Why is $\frac{10}{8.1}$ so weird? Here's something I came across last night:
$$\frac{10}{8.1} = 1.23456790123456790123456790123456...$$
Notice there is no "8" repeating in the decimal. But all the other digits are there, in order: $012345679...$
Why is this?
Also I noticed if I took the square root of it, more weirdness appeared:
$$\sqrt{\frac{10}{8.1}} = 1.111111111... = \frac{10}{9}$$
What in the world is going on here?
 A: You might actually think of this as having all the numbers 1 to 10 in its period, but since 10 has two digits, you get a carry:
  1.000000000
+ 0.200000000
+ 0.030000000
+ 0.004000000
+ 0.000500000
+ 0.000060000
+ 0.000007000
+ 0.000000800
+ 0.000000090
+ 0.000000010
-------------
carry:    1
-------------
  1.234567900

That this summing is what really happens is explained in Christian Blatters answer, here you see why the 8 is "missing": it get's a carry 1 so it becomes a 9 instead.
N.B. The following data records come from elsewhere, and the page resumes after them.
PR #277, opened 2021-01-20
Lazy pager

### LINKED ISSUE #104: Dynamic / lazy approach to load pages

alpha0010:
# Summary

Enables pages to be rendered on demand, instead of all at once. Important when there are a very large number of pages.

Currently, a basic implementation. I just wiped the app, and init fresh with react-native-builder-bob, so will need to restore/rename some files later.

Continued from #276

## Test Plan

In progress...

## Compatibility

| OS      | Implemented |
| ------- | :---------: |
| iOS     |    ✅     |
| Android |    ✅     |

## Checklist

Fixes #104


alpha0010:
@troZee I have tried to implement your Android suggestions.  I also drafted iOS-side.  Do you have any further feedback before I work on adding features (programmatic interaction, transition, etc.)?

troZee:
I have not got a chance to look at it. I will try to check in in next week.

android/src/main/java/com/reactnativecommunityviewpager/ReactViewAdapter.kt
```diff
@@ -0,0 +1,59 @@
...
+      }
+    }
+
+    // Let the ViewPager2 know which pages need to be updated. These are the
+    // pages that are now available from JS-side, and the pages that were just
+    // unmounted from JS-side.
+    // TODO: Currently assumes no pages will be inserted/deleted at an index
+    // before the currently displayed page.
+    for (position in changedPositions) {
+      notifyItemChanged(position)
```
troZee, line 48: question: you are using this logic to let react native know, something has changed ? 
Maybe it is better to memoize pages ?

android/src/main/java/com/reactnativecommunityviewpager/ViewPagerViewManager.kt
```diff
@@ -0,0 +1,70 @@
...
+
+  override fun createViewInstance(reactContext: ThemedReactContext): ViewPager2 {
+    return ViewPager2(reactContext).apply {
+      adapter = ReactViewAdapter(reactContext.currentActivity as FragmentActivity)
+
+      registerOnPageChangeCallback(object : OnPageChangeCallback() {
+        override fun onPageSelected(position: Int) {
+          reactContext.getJSModule(RCTEventEmitter::class.java).receiveEvent(
+            id,
+            "topPageSelected",
```
troZee, line 24: why `topPageSelected` ?

troZee:
Hey @alpha0010 ,

Thank you for creating a second PoC. Good job 🎉 

I have checked your draft and it looks much better. Android looks good to me and iOS has some glitches, which can be fixed (I can also help you to fix those issues on iOS). 

So now please adopt your changes to `next` branch and prepare PR, where I could see only changes. As you can see, this library uses Objc and Java and in case on any problem, feel free to ask. 

The second thing: I think, the components should be memoized bc for now, they are mounted and unmounted all the time, which is not very performant approach. 

Imagine, each page contains some api calls and your component is mounted and unmounted, when user changes the tabs (ofc you can use some stage management, but it is not a solution). In the same way works bottom tabs from react native, and it would be nice to have this kind of functionality. 

The second thing, is you don't need to notify native part in case on any change, bc this component is mounted only once. 

To sum it up, how I see it: 
- We have  `const data = 'ABCDEFGHIJKLMNOPQRSTUVWXYZ'.split('');`
- And current it looks like below: 
```
didmout A
didmout B
didmout C
didunmout A
didmout D
didunmout B
didmout E
didunmout C
didmout F
didunmout D
didmout G
didunmout E
didmout H
didunmout F
didmout I
didunmout G
didmout J
didunmout H
didmout K
```
and expected is:
```
didmout A
didmout B
didmout C
didmout D
didmout E
didmout F
didmout G
didmout H
didmout I
didmout J
didmout K
```

for below component: 
```jsx
const DummyComponent = ({ item }: { item: string }) => {
  React.useEffect(() => {
    console.log(`didmout ${item}`);
    return () => {
      console.log(`didunmout ${item}`);
    };
    // eslint-disable-next-line react-hooks/exhaustive-deps
  }, []);
  return <Text style={styles.text}>{item}</Text>;
};

```

android/src/main/java/com/reactnativecommunityviewpager/ReactViewAdapter.kt
alpha0010: This is to say a new page (not previously rendered) now exists, or a page was removed (unmounted) js side.  Notifying newly rendered is important, since if the user switches pages quickly, the pager can end up displaying a blank page (since it is not yet rendered).  This lets the viewer reload the active (blank) page once the rendered content is available.

Notifying removes should help reduce memory consumption, if pages are very heavy.  (Although, I have not profiled, so am not certain this is the case.)

android/src/main/java/com/reactnativecommunityviewpager/ViewPagerViewManager.kt
alpha0010: If I understand correctly, that is what official docs state https://reactnative.dev/docs/native-components-android#events and how it is implemented on `next` https://github.com/callstack/react-native-viewpager/blob/next/android/src/main/java/com/reactnativecommunity/viewpager/event/PageSelectedEvent.java#L23 .

alpha0010:
> So now please adopt your changes to `next` branch and prepare PR, where I could see only changes. As you can see, this library uses Objc and Java and in case on any problem, feel free to ask.

To confirm I am understanding correctly, port this implementation to be directly edit over `next` branch?  Assuming so, I should be able to manage Java fine.  However, Objective-C is very hard for me (I can learn, but it will take some time).

> The second thing: I think, the components should be memoized bc for now, they are mounted and unmounted all the time, which is not very performant approach.
>
> Imagine, each page contains some api calls and your component is mounted and unmounted, when user changes the tabs (ofc you can use some stage management, but it is not a solution). In the same way works bottom tabs from react navigation, and it would be nice to have this kind of functionality.

Regarding avoiding unmounting, I worry about memory usage; my target use requires approximately 1000 pages.

This implementation currently renders a buffer of page before and after the currently visible page (buffer size is hard coded as 1 for simplicity of this PoC).  Does expanding the buffer, and reducing frequency of window shifts resolve the mount/unmount performance issue?
```
' ' - unmounted page
'.' - mounted page
'^' - currently visible page

ABCDEFGHIJKLMNOPQRSTUVWXYZ
^...

ABCDEFGHIJKLMNOPQRSTUVWXYZ
.^..

ABCDEFGHIJKLMNOPQRSTUVWXYZ
..^.

ABCDEFGHIJKLMNOPQRSTUVWXYZ
...^...

ABCDEFGHIJKLMNOPQRSTUVWXYZ
....^..

ABCDEFGHIJKLMNOPQRSTUVWXYZ
.....^.

ABCDEFGHIJKLMNOPQRSTUVWXYZ
   ...^...

ABCDEFGHIJKLMNOPQRSTUVWXYZ
   ....^..

ABCDEFGHIJKLMNOPQRSTUVWXYZ
   ...^...

ABCDEFGHIJKLMNOPQRSTUVWXYZ
   ..^....

ABCDEFGHIJKLMNOPQRSTUVWXYZ
   .^.....

ABCDEFGHIJKLMNOPQRSTUVWXYZ
...^...
```

troZee:
> To confirm I am understanding correctly, port this implementation to be directly edit over `next` branch? Assuming so, I should be able to manage Java fine.

Yes, please create a fresh branch without any changes from `next` and then make a changes only for Android. Then, I will try to help you convert swift into Objc. 


> Regarding avoiding unmounting, I worry about memory usage; my target use requires approximately 1000 pages.

I also was thinking about the ppl, who would like to avoid mounting/unmounting problem, so basically, we need to compromise it. 


>  Does expanding the buffer, and reducing frequency of window shifts resolve the mount/unmount performance issue?

No, bc if you increase buffer size, did mount is calling eagerly. I think we need to support two kinds of lazy loading in this case 
- with memoizing 
- without memoizing 

so your code should be modified a little bit like below (pseudocode): 
```jsx
    <ViewPagerNative
      count={props.data.length}
      offset={offset}
      onPageSelected={(event) => {
        setOffset(Math.max(0, event.nativeEvent.page - buffer));
      }}
      style={props.style}
    >
      {props.shouldMemoize ? memoizedData(props) : data(props)}
    </ViewPagerNative>
```

where `data` function would be your code:
```js
props.data.slice(offset, offset + windowLength).map((item, index) => (
            <View
              key={props.keyExtractor(item, offset + index)}
              style={styles.pageContainer}
            >
              {props.renderItem({ item, index: offset + index })}
            </View>
          ))
```

so in above case we are giving a ability to choose between memoization and creating new page each time.

PR #279, opened 2021-01-26
Lazy pager

### LINKED ISSUE #104: Dynamic / lazy approach to load pages

alpha0010:
# Summary

Enables pages to be rendered on demand, instead of all at once. Important when there are a very large number of pages.

Continued from #277

<details>

```diff
diff --git a/example/src/BasicPagerViewExample.tsx b/example/src/BasicPagerViewExample.tsx
index 99d49f0..7529e66 100644
--- a/example/src/BasicPagerViewExample.tsx
+++ b/example/src/BasicPagerViewExample.tsx
@@ -1,4 +1,4 @@
-import React from 'react';
+import React, { useEffect } from 'react';
 import { Image, SafeAreaView, StyleSheet, View } from 'react-native';
 
 import { PagerView } from 'react-native-pager-view';
@@ -8,7 +8,14 @@ import { NavigationPanel } from './component/NavigationPanel';
 import { useNavigationPanel } from './hook/useNavigationPanel';
 import { CreatePage, createPageKeyExtractor } from './utils';
 
-function renderItem({ item }: { item: CreatePage }) {
+function TrackingRender({ item }: { item: CreatePage }) {
+  useEffect(() => {
+    console.log(`didmout ${item.key}`);
+    return () => {
+      console.log(`didunmout ${item.key}`);
+    };
+  }, [item.key]);
+
   return (
     <View style={item.style}>
       <Image style={styles.image} source={item.imgSource} />
@@ -17,15 +24,21 @@ function renderItem({ item }: { item: CreatePage }) {
   );
 }
 
+function renderItem({ item }: { item: CreatePage }) {
+  return <TrackingRender item={item} />;
+}
+
 export function BasicPagerViewExample() {
-  const { ref, ...navigationPanel } = useNavigationPanel<CreatePage>();
+  const { ref, ...navigationPanel } = useNavigationPanel<CreatePage>(10000);
 
   return (
     <SafeAreaView style={styles.container}>
       <PagerView
+        buffer={2}
         ref={ref}
         style={styles.pagerView}
         scrollEnabled={navigationPanel.scrollEnabled}
+        maxRenderWindow={20}
         onPageScroll={navigationPanel.onPageScroll}
         onPageSelected={navigationPanel.onPageSelected}
         onPageScrollStateChanged={navigationPanel.onPageScrollStateChanged}
```

</details>

In the patched checkout, the basic example should now handle displaying 10000 pages (does not work in `master`).  Watching metro, page renders should show mounts/unmounts at reasonable times (e.g., swiping a few pages forward, then back again should not trigger any unmounts, but swiping many pages in a single direction (or jump to end) should unmount far away pages).

Also try (editing the basic example, letting updates push dynamically through metro) `orientation` and `transitionStyle` props.  These can be dynamically updated (dynamic updates for these props do not work in `master`).

## Compatibility

| OS      | Implemented |
| ------- | :---------: |
| iOS     |    ✅     |
| Android |    ✅     |

## Checklist

Fixes #104


alpha0010:
@troZee Ported over the Kotlin implementation.  Should function equivalently to the PoC in #277.

Also updated the Basic Example to the new api (incomplete, as there are more features required to implement on the pager).

alpha0010:
When paging fast enough that the viewer attempts to display a page that is not yet rendered, a placeholder view is provided.  Once ready, the adapter calls `notifyItemChanged(index)` to trigger an update.  However, this does not seem to work on the actively viewed page (it does appear to work for updating non-visible pages).

I suppose rendering a larger buffer of pages could make it less likely to hit a blank, but that does not fix the underlying issue.

Any thoughts?

federicoeventifica:
This is great! I really need this. 

Do you have an estimate date to complete it and can I help you in any way? Thank you.

alpha0010:
Hard to estimate dates; I believe @troZee is working porting the Swift iOS implementation from #277 to Objective C, but uncertain of how much time he has available for this project.

I you have a handle on native Android code, help figuring out the `notifyItemChanged(index)` problem in my above comment would be greatly appreciated.  (Checkout this branch, `yarn bootstrap && yarn example android` to run the code.)

alpha0010:
I could not determine how to fix the Android render failure issue with react views managed directly by `ViewPager2`.  I reimplemented the wrapper from the first PoC (though hopefully without a memory leak this time).  I can revert if you think there is a better solution.

alpha0010:
Well, I have attempted Objective C.  Implementation not yet complete, but appears to be working.

alpha0010:
@troZee The features available in `next` that are not currently implemented here are:
- onPageScrollStateChanged
- keyboardDismissMode
- pageMargin
- offscreenPageLimit
- onMoveShouldSetResponderCapture
- showPageIndicator
- setScrollEnabled
- adding/removing pages (currently, changing the dataset may desync visible page, or even trigger a crash)

Are any/all of these blocking before this PR can be ready?  I ask because while this PR is unmerged, other PRs targeted at `next` will likely need to be rewritten (due to architecture changes here).

(There are still several bugs I am in the process of solving, so not ready until at least those are fixed.)

android/src/main/java/com/reactnativecommunity/viewpager/ViewPagerFragment.java
```diff
@@ -4,22 +4,58 @@
...
+        mPosition = position;
+        mReactViewRef = new WeakReference<>(child);
     }
 
-
     @Nullable
     @Override
     public View onCreateView(@NonNull LayoutInflater inflater, @Nullable ViewGroup container, @Nullable Bundle savedInstanceState) {
-        return view != null ? view : new View(getContext());
+        FrameLayout rootView = new FrameLayout(inflater.getContext());
```
troZee, line 30: Why react view is wrapped into framelayout ? 
Why we cannot directly return react view ?

troZee (changes requested):

troZee:
Hey @alpha0010 
FYI: `next` branch has been merged into master. You don't need to change a branch, bc next and master branch are identical. 

> Are any/all of these blocking before this PR can be ready? 

All of feature needs to be implemented. I will merge this PR, once it is finished. 

>  I ask because while this PR is unmerged, other PRs targeted at next will likely need to be rewritten (due to architecture changes here).

Due lots of braking changes, it will be targeted to the next branch as a experimental version. 
I would like to ask, if this api change is needed ? bc I don't see any reasons, why we should change the api.

android/src/main/java/com/reactnativecommunity/viewpager/ReactViewPagerManager.java
```diff
@@ -59,186 +46,121 @@ protected ViewPager2 createViewInstance(@NonNull ThemedReactContext reactContext
...
 
             @Override
             public void onPageSelected(int position) {
-                super.onPageSelected(position);
                 eventDispatcher.dispatchEvent(
                         new PageSelectedEvent(vp.getId(), position));
             }
-
-            @Override
-            public void onPageScrollStateChanged(int state) {
```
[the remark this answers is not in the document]
alpha0010: Was avoiding leaving stubs in my code, trying to add/fix one feature at a time. I had not yet returned to restore this event handler.

android/src/main/java/com/reactnativecommunity/viewpager/ReactViewPagerManager.java
```diff
@@ -59,186 +46,121 @@ protected ViewPager2 createViewInstance(@NonNull ThemedReactContext reactContext
...
+    public Map<String, Object> getExportedCustomDirectEventTypeConstants() {
+        return MapBuilder.<String, Object>of(
+                PageScrollEvent.EVENT_NAME, MapBuilder.of("registrationName", "onPageScroll"),
+                PageSelectedEvent.EVENT_NAME, MapBuilder.of("registrationName", "onPageSelected"));
     }
 
     @Override
-    public boolean needsCustomLayoutForChildren() {
-        return true;
+    protected void onAfterUpdateTransaction(@NonNull ViewPager2 view) {
```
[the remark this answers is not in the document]
alpha0010: RN calls this method after calling all applicable `@ReactProp` setters.  RN would not otherwise call `onAfterUpdateTransaction()` in the adapter, as it does not have knowledge of the adapter.

src/EagerPager.tsx
```diff
@@ -0,0 +1,42 @@
+import React from 'react';
+import { findNodeHandle, UIManager } from 'react-native';
+import type { EagerPagerProps } from './types';
+
+import { ViewPagerNative } from './ViewPagerNative';
+
+export class EagerPager extends React.PureComponent<EagerPagerProps> {
```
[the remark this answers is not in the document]
alpha0010: Mimics api of current version of viewpager; render all pages in place (as react children), as opposed to requiring managing a render function (similar to the ScrollView vs FlatList usage).  Component could technically be implemented user side, but is would be more efficient here, as it directly wraps native (instead of wrapping the complications of js-side lazy load).

android/src/main/java/com/reactnativecommunity/viewpager/ViewPagerFragment.java
alpha0010: Originally used the react view directly, however I switched in https://github.com/callstack/react-native-viewpager/pull/279/commits/610dcac0b2ab00cd0b4aa2b5225c5a347e32bd18 because I could not determine any other way to solve the blank page bug.  Android would get stuck on a white screen if the user paged fast enough for the screen not to be rendered before arriving.  I tried using `notifyItem*()` methods, but they did not help.

I would prefer using the react view directly, if there is some way to fix the blank screen bug.

android/src/main/java/com/reactnativecommunity/viewpager/ReactViewPagerManager.java
```diff
@@ -59,186 +46,121 @@ protected ViewPager2 createViewInstance(@NonNull ThemedReactContext reactContext
...
+        final FragmentAdapter adapter = (FragmentAdapter) parent.getAdapter();
+        adapter.addReactView(child, index);
+        parent.post(new Runnable() {
             @Override
             public void run() {
-                view.measure(
-                        View.MeasureSpec.makeMeasureSpec(view.getWidth(), View.MeasureSpec.EXACTLY),
-                        View.MeasureSpec.makeMeasureSpec(view.getHeight(), View.MeasureSpec.EXACTLY));
-                view.layout(view.getLeft(), view.getTop(), view.getRight(), view.getBottom());
+                adapter.onAfterUpdateTransaction();
```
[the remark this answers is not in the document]
alpha0010: I think that was due to it causing the screen to flash white, but I cannot recall for certain.

alpha0010:
> I would like to ask, if this api change is needed ? bc I don't see any reasons, why we should change the api.

User facing api should be nearly the same.  Requiring render prop is breaking.  Props controlling how many pages should be pre-rendered are new, but optional.  I would prefer to switch pager to named export, supplying both lazy and eager versions; this would be breaking, but is not required to do.
Large portions of pager internals are different due to requiring handling not-yet-rendered pages.

android/src/main/java/com/reactnativecommunity/viewpager/FragmentAdapter.java
```diff
@@ -1,72 +1,81 @@
...
+                : null;
     }
 
-    @Override
-    public boolean containsItem(long itemId) {
-        for(View child: childrenViews) {
-            if((int) itemId == child.getId()) {
-                return true;
+    public void onAfterUpdateTransaction() {
+        Iterator<WeakReference<ViewPagerFragment>> it = mFragments.iterator();
```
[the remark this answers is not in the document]
alpha0010: Goal is to swap newly available react views into the placeholder rendered fragments.  I could try to shift the logic to `onPageSelected`, but I worry that would result in scrolling to blank pages which would only appear once the user stops scrolling.

terrysahaidak:
I would really want to try this thing in https://github.com/terrysahaidak/react-native-gallery-toolkit

It's really hard to get the native pager animation right for both android and iOS. So I would want to just use the native implementation. But since it's a gallery thing, we might want to render thousands of pages at the same time and my current implementation with Reanimated works well. But the actual changing pages animation - doesn't.

alpha0010:
I am having trouble with excessive rerenders.  Applying the following, then in the basic example, the pager component sends a constant stream of `render()` log messages as I drag.  If I change to use the component directly (not wrapped as animated), this does not occur.  What is the reason for using the animated api here?  Am I missing something?

Strangely, even though the headphones example also uses animated, it does not trigger the excessive renders.

```diff
diff --git a/src/ViewPager.tsx b/src/ViewPager.tsx
index 705bec5..08d5484 100644
--- a/src/ViewPager.tsx
+++ b/src/ViewPager.tsx
@@ -173,6 +173,8 @@ export class ViewPager<ItemT> extends React.PureComponent<
   render() {
     const { offset, windowLength } = this.state;
 
+    console.log('render()');
+
     return (
       <ViewPagerNative
         count={this.props.data.length}
```

Any ideas?

troZee:
> I am having trouble with excessive rerenders. Applying the following, then in the basic example, the pager component sends a constant stream of `render()` log messages as I drag. If I change to use the component directly (not wrapped as animated), this does not occur. What is the reason for using the animated api here? Am I missing something?
> 
> Strangely, even though the headphones example also uses animated, it does not trigger the excessive renders.
> 
> ```diff
> diff --git a/src/ViewPager.tsx b/src/ViewPager.tsx
> index 705bec5..08d5484 100644
> --- a/src/ViewPager.tsx
> +++ b/src/ViewPager.tsx
> @@ -173,6 +173,8 @@ export class ViewPager<ItemT> extends React.PureComponent<
>    render() {
>      const { offset, windowLength } = this.state;
>  
> +    console.log('render()');
> +
>      return (
>        <ViewPagerNative
>          count={this.props.data.length}
> ```
> 
> Any ideas?

Are you able to reproduce it on viewpager component without animation ? Maybe additional renders come from animated props.

alpha0010:
> Are you able to reproduce it on viewpager component without animation ? Maybe additional renders come from animated props.

Reworked `useNavigationPanel()` not to use animated api, and changed the `onPageSelectedCallback` parameter to be optional (currently it is default initialized with `() => {}`, which means a new function generated every time). After this, `render()` calls reduced to a reasonable amount.

Unless you know of something gained by using animated api in the basic example, I think I will remove using animated there.

erkie:
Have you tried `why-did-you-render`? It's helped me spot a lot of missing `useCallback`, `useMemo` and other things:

A: I think you answered your question already: 
$$\frac{10}{8.1} = \frac{100}{81} = (1.11111\cdots)^2 = (1.11111\cdots) (1+ 0.1 + 0.01 + 0.001 + \cdots)$$ 
is really
$$\begin{array}{cr}& 1.1111111111111111 \cdots \\ + &.1111111111111111\cdots \\ + &.0111111111111111\cdots \\ + &.0011111111111111 \cdots \\ \vdots& \vdots \end{array} $$
If you take a look at the $9$-th decimal place, you have nine $1$'s on top, but an extra $1$ coming from the $10$-th decimal place. Then the $9$-th decimal place actually give a $1$ to the $8$-th, therefore killing that $8$ that should be in the $8$-th place. 
A: One more remark on this problem: to compute how many repeating decimals a fraction $\frac{p}{q}$ has, one has to compute the order of $10$ modulo $q$ (because then $\left(10^n-1\right)\frac{p}{q} \in \mathbb{Z}$ for the first time).
If we use the "Lifting the exponent lemma", we get that:
$$v_3(10^n-1) = v_3(10-1)+v_3(n) = 2+v_3(n)  $$
And this should equal $4$ because $81 = 3^4$. So $n = 9$.
A: actually it is not weird at all.. and you partly solved it
$$\frac{10}{8.1} = \frac{100}{81} = \frac{10 \times 10}{9 \times 9}$$ now if you take $999.999.999$ and divide it by $81$ you get $12.345.679$ that's how you can get the period... because now we get $$\frac{100}{81} = 100\frac{12.345.679}{999.999.999}$$ therefore its just constructed to be like this....
A: Taking the derivative of ${1\over 1-z}=\sum_{k=0}^\infty z^k$ gives
$${1\over(1-z)^2}=\sum_{k=0}^\infty(k+1)z^k\ .$$
If we put $z:={1\over10}$ here we obtain
$${10\over 8.1}={1\over\left(1-{1\over10}\right)^2}=\sum_{k=0}^\infty(k+1)\>10^{-k}=1.234567\ldots\quad.$$
(Of course this does not sufficiently explain the later digits.)